The extract_relevant function combines text cleaning and sentence extraction into a single call. It first cleans the input text (including CRM boilerplate), then extracts the most relevant sentences.

CREATE OR REPLACE FUNCTION extract_relevant(
    input_text TEXT,
    prompt TEXT,
    num_sentences INTEGER DEFAULT 10
)
RETURNS TEXT
LANGUAGE plpgsql IMMUTABLE STRICT AS $$
BEGIN
    RETURN extract_sentences(
        clean_text(clean_crm_boilerplate(input_text)),
        prompt,
        num_sentences
    );
END;
$$;

COMMENT ON FUNCTION extract_relevant(TEXT, TEXT, INTEGER) IS
'Cleans text (removes markdown, filler, CRM boilerplate) then extracts the N most relevant sentences based on keyword matching against the prompt.';

Example: Analyzing lost deals with preprocessing

This example shows how to use extract_relevant with summarize_text_aggregate to analyze why deals were lost. The preprocessing extracts only the most relevant sentences about lost deals before summarizing.

-- Create a model for summarization
SELECT aidb.create_model(
    'nvidia_llama'::text,
    'nim_completions'::character varying,
    config => '{"model": "nvidia/llama-3.3-nemotron-super-49b-v1.5"}'::JSONB,
    credentials => jsonb_build_object('api_key', '<your-api-key>')::JSONB,
    replace_credentials => true
);

-- Analyze lost deals by product
SELECT p.product_name,
       COUNT(*) AS lost_deals,
       aidb.summarize_text_aggregate(
           extract_relevant(
               sn.note_text,
               'lost deal reason competitor pricing budget cost declined rejected',
               2
           ),
           aidb.summarize_text_config(
               'nvidia_llama',
               prompt => 'Analyze these sales notes for lost deals. Identify the top 3 reasons we lost. Be specific and actionable. Keep your response under 250 words. Format as a numbered list.'
           )::json ORDER BY sn.created_at
       ) AS loss_insights
FROM sales_orders so
JOIN products p ON so.product_id = p.product_id
JOIN sales_notes sn ON sn.order_id = so.order_id
WHERE so.status = 'lost'
  AND so.order_date >= '2025-11-01'
  AND so.order_date <= '2026-02-01'
GROUP BY p.product_name
ORDER BY lost_deals DESC;

The extract_relevant function:

  1. Cleans each note (removes filler words, markdown, boilerplate).
  2. Extracts the two most relevant sentences based on keywords like "lost", "competitor", "pricing", "budget".

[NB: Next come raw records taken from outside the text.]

PR #929, opened 2014-12-21
Delete old CoAP implementation

bradjc:
It seems that this implementation of CoAP in Contiki is no longer maintained in favor of the `er-coap` implementation. This commit removes the code to prevent further bit-rot.

You may also read between the lines here: I spend a good deal of time trying to get this example to work on the CC2538. After adding a `sbrk()` function and editing the linker script to get it to compile, I dove into the RFC to figure out why the REST server wasn't working with Copper (Firefox CoAP plugin). Turns out this implementation supports some old version of the CoAP spec which is quite different from the RFC.


nvt:
It's a good idea to remove the old implementation, but please modify this PR so that the tests work again, as suggested by @ppannuto.

bradjc:
Ok finally got travis to like this PR. Hopefully it's good to go now.

ppannuto:
@nvt looks like @bradjc fixed everything that I saw.

simonduq:
The initial idea of having a common REST interface that can be instantiated as HTTP or CoAP transparently was appealing, but as the code is largely outdated, I'm also in favor of removing it now.
:+1:

alignan:
Some leftovers:

grep -lr "WITH_COAP" .
./platform/mbxxx/contiki-conf.h
./examples/seedeye/powerswitch/Makefile
./cpu/mc1322x/doc/rest-tutorial.md

grep -lr "WITH_HTTP" .
./examples/seedeye/powerswitch/Makefile

Besides that :+1:

bradjc:
Updated. I deleted `/cpu/mc1322x/doc/rest-tutorial.md` in a separate to commit to explain why it was removed, and I updated `./examples/seedeye/powerswitch` in a separate commit because it should compile now (I tested it with a compiler that I have, not the PIC compiler) after updating the code to the newer er-coap API.

alignan:
:+1:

This preprocessed text is then aggregated and summarized, producing more focused insights than summarizing the raw notes directly.

Customizing the functions

These functions are designed as modular starting points. You can adapt them to your specific domain or organizational needs:

  • clean_text: Add or modify the filler word patterns to match your communication style.
  • clean_crm_boilerplate: Add your organization's specific CRM templates and boilerplate phrases.
  • extract_sentences: Adjust the bonus keywords in the scoring section to prioritize different types of content, such as technical terms, specific product names, or sentiment indicators.
  • extract_relevant: Change the default num_sentences based on your typical text length and summarization needs.